Он вдруг увидел некую симметрию в отсутствии покрывала на лице императора и кошачьей маске на собственном лице. Должно быть, Юкинари тоже хорошо знакомо желание стать кем-то другим, раствориться в толпе, исчезнуть.
Так странно: иногда казалось, что более разных людей, чем они с императором, не найти, а иногда — что похожи, как близнецы.
Еще Гэрэл подумал, что он чаще видит лицо императора, чем его собственные придворные. Да и узнать его за эти несколько встреч он, возможно, успел лучше, чем удалось им за многие годы.
«Или Юкинари очень старается меня в этом убедить», — подумал он, вспомнив свои недавние мысли об искусственности всего, что говорят и делают в Стране Дракона, и помрачнел.
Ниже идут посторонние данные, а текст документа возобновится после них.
Issue #402, opened 2022-06-08
Create Tile showcasing multiple timeline entries


ataulm:
The 3 tiles we have today only show a single entry: fitness, messaging, playNext.

Create a calendar event tile with multiple entries to showcase its usage.

yschimke:
Consider using one of the current ones, maybe it's enough to fallback from fitness tile with an active activity, to a blank one to launch an activity.  Sort of like a TTL, if app is running it keeps changing the tile.  Once it stops the activity clears after some TTL.

PR #403, opened 2022-06-08
Remove onTerminate in TilesApplication

### LINKED ISSUE #401: Remove TilesApplication.onTerminate
Not called in practice, and maybe AppContainer should avoid an application owned CoroutineScope.

ataulm:
- Fixes #401 
- Adds `singleEntryTimeline` to reduce boilerplate. Added new issue #402 because we don't demo multiple entry timelines
- Removes the updates mechanism since it's unused


WearTilesKotlin/app/src/main/java/com/example/wear/tiles/SingleEntryTimeline.kt
```diff
@@ -0,0 +1,22 @@
+package com.example.wear.tiles
+
+import androidx.wear.tiles.LayoutElementBuilders
+import androidx.wear.tiles.LayoutElementBuilders.LayoutElement
+import androidx.wear.tiles.TimelineBuilders
+
+/**
+ * Provides a [TimelineBuilders.Timeline] which has only one entry.
+ */
+internal fun singleEntryTimeline(rootLayout: LayoutElement): TimelineBuilders.Timeline {
```
ataulm, line 10: potential candidate for horologist-tiles?

ataulm: is this a DSL? 🤔

ataulm: + Do you mean in samples or Horologist?

yschimke:
Thanks!

WearTilesKotlin/app/src/main/java/com/example/wear/tiles/SingleEntryTimeline.kt
ataulm: my mistake - I had the `{}` in MessagesRenderer but forgot to update that one bit!

PR #445, opened 2022-06-30
Remove desugar

yschimke:
Seemingly not needed.


yschimke:
Still needed according to https://developer.android.com/studio/write/java8-support

PR #450, opened 2022-07-10
Add Golden Tiles samples

ataulm:
Screen Shot 2022-07-11 at 05 35 22

This PR adds implementations for each of the Golden Tiles from the [Wear Tiles Design Kit](https://developer.android.com/training/wearables/design/tiles-design-system)
 
- Uses a snapshot of androidx tiles material components because of changes that aren't scheduled for new alphas
- `ComponentAudit.kt` should only show individual components (e.g. Chip). Layouts will all be covered by `GoldenTilesPreviews.kt`
- I've raised bugs for the ones for which I couldn't match the designs
- I've left two unimplemented: Sleep Tracker and the graph in Heart Rate; they're not showcasing Tile Material Components so there's no rush on these.

image

image

image

image

image


WearTilesKotlin/app/src/main/java/com/example/wear/tiles/golden/Workout.kt
```diff
@@ -0,0 +1,111 @@
...
+                    .addButtonContent(
+                        Button.Builder(context, button3Clickable).setIconContent(BUTTON_3_ICON_ID)
+                            .build()
+                    )
+                    .build()
+            )
+            .setPrimaryChipContent(
+                CompactChip.Builder(context, "More", chipClickable, deviceParameters)
+                    .setChipColors(
+                        ChipColors(
```
yschimke, line 71: bordering on the don't review for content, but would it be helpful to implement these designs using themes using Colors? then using primary or secondary ChipColors factories?

yschimke:
Direction looks, great.  Would you consider using the Horologist TileRenderer abstraction, should give a nice clean separation for the data of each tile.  But can understand why you may not.

WearTilesKotlin/app/src/main/java/com/example/wear/tiles/golden/Workout.kt
ataulm, line 71: I know we've got variants of this where it selects primary/surface colors from a pseudo-theme object, but I haven't seen the utility yet.

Tiles are often (always?) on dark themes, and they're so small and each app would have so few of them, it seems easier to specify colors explicitly.

WearTilesKotlin/app/src/debug/java/com/example/wear/tiles/golden/GoldenTilesPreviews.kt
```diff
@@ -0,0 +1,83 @@
...
+import androidx.compose.runtime.Composable
+import androidx.compose.ui.platform.LocalContext
+import com.example.wear.tiles.R
+import com.example.wear.tiles.emptyClickable
+import com.example.wear.tiles.tools.WearSmallRoundDevicePreview
+import com.google.android.horologist.compose.tools.LayoutRootPreview
+import com.google.android.horologist.compose.tools.buildDeviceParameters
+import com.google.android.horologist.tiles.images.drawableResToImageResource
+
+@WearSmallRoundDevicePreview
```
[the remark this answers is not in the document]
yschimke: Because https://issuetracker.google.com/issues/233511976

WearTilesKotlin/app/src/main/java/com/example/wear/tiles/golden/Workout.kt
yschimke: https://github.com/yschimke/rememberwear/blob/main/wear/src/main/kotlin/com/google/wear/soyted/tile/RememberWearTileRenderer.kt#L116

WearTilesKotlin/app/src/debug/java/com/example/wear/tiles/golden/GoldenTilesPreviews.kt
```diff
@@ -0,0 +1,83 @@
...
+            weekSummary = "1 run this week",
+            button1Clickable = emptyClickable,
+            button2Clickable = emptyClickable,
+            button3Clickable = emptyClickable,
+            chipClickable = emptyClickable,
+        )
+    ) {
+        addIdToImageMapping(
+            Workout.BUTTON_1_ICON_ID,
+            drawableResToImageResource(R.drawable.ic_run_24)
```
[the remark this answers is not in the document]
yschimke: Nice idea.

ataulm:
> Direction looks, great. Would you consider using the Horologist TileRenderer abstraction, should give a nice clean separation for the data of each tile. But can understand why you may not.

Will be able to see when I move onto updating the samples themselves :+1:

---

In my mind, the samples should be used to demonstrate some of the common or complex use cases. at the moment, we're using them to showcase 3 layouts which won't be necessary when this is merged, since we'll be demonstrating all the Golden Tile layouts without the overhead of having a full tile for each.

WearTilesKotlin/app/src/main/java/com/example/wear/tiles/golden/Workout.kt
ataulm: I added a comment for this elsewhere. I'm not sure themes for tiles is worth it - as I was implementing all of these, I found it easier to specify colors explicitly.

In a real project, I imagine it'll be even less worth it:

- a real project won't have many tiles
- themes aren't directly reusable between Compose/this
- even if they were reusable, it's not guaranteed that we'd want the same combination of colors
- tiles (/wear?) is always dark mode and doesn't support multi-theming

I'm not sure what it provides.

WearTilesKotlin/app/src/debug/java/com/example/wear/tiles/golden/GoldenTilesPreviews.kt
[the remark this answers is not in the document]
ataulm: +1'd!

WearTilesKotlin/app/src/main/java/com/example/wear/tiles/golden/Workout.kt
ataulm: discussion merged, go here -> https://github.com/android/wear-os-samples/pull/450#discussion_r917425999

ataulm: The link you provided here to an example project does help show some utility - https://github.com/yschimke/rememberwear/blob/main/wear/src/main/kotlin/com/google/wear/soyted/tile/RememberWearTileRenderer.kt#L116

---

There's an example of a theme being created in `ComponentAudit.kt` which we can leave as-is / improve. 

I think the Golden Tiles don't benefit from themes because it'll only serve to showcase the overhead without any of the benefit because it's not being shared anywhere (vs. your RememberTheMilk project which was sharing it with the main app).

WearTilesKotlin/app/build.gradle
```diff
@@ -63,29 +63,25 @@ android {
 }
 
 dependencies {
-    implementation libs.horologist.compose.layout
```
ataulm, line 66: just alphabetized

WearTilesKotlin/app/src/main/java/com/example/wear/tiles/golden/Workout.kt
yschimke: IF we want people to be able to take these tiles and copy and paste them, I think it's useful. Or maybe a library of reference tile designs, "templates" that we provide.  But your call.

ataulm: Let's leave it for now and we'll revisit if there's feedback. I think these samples should facilitate understanding and we shouldn't necessarily be encouraging copy and pasting.

PR #490, opened 2022-08-02
Remove redundant Tiles samples + preview activity

ataulm:
The 3 tile samples we had showcased different layouts but these are mostly redundant now that we have the Golden Tiles previews which showcase even more layouts.

This PR removes a bunch of things:

- 2 of the 3 samples (fitness/play next song) and keeps the Messaging sample since it's the most advanced of the 3. a follow up patch will update the Messaging sample UI to use Tiles Material Components.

Когда Момоко ушла, Гэрэл с недоброй иронией сказал:
— Не слишком ли она юна для вашего гарема?
— Что?
— «Жить во дворце».
— Я говорил не про гарем, — холодно сказал Юкинари.
— А про что тогда? Вы не хуже меня знаете, что в вашей стране быть девчонкой из бедного квартала — это до самой смерти…
Юкинари нахмурился. Коснулся рукой виска, словно собираясь с мыслями, но ничего не ответил и отвернулся.
— Вам, вижу, очень нравится быть хорошим? — Гэрэл понимал, что говорит чудовищные глупости, но не мог остановиться. Он умел превращать неловкость только в высокомерие, желчность и гнев — некому было научить его превращать ее во что-то другое.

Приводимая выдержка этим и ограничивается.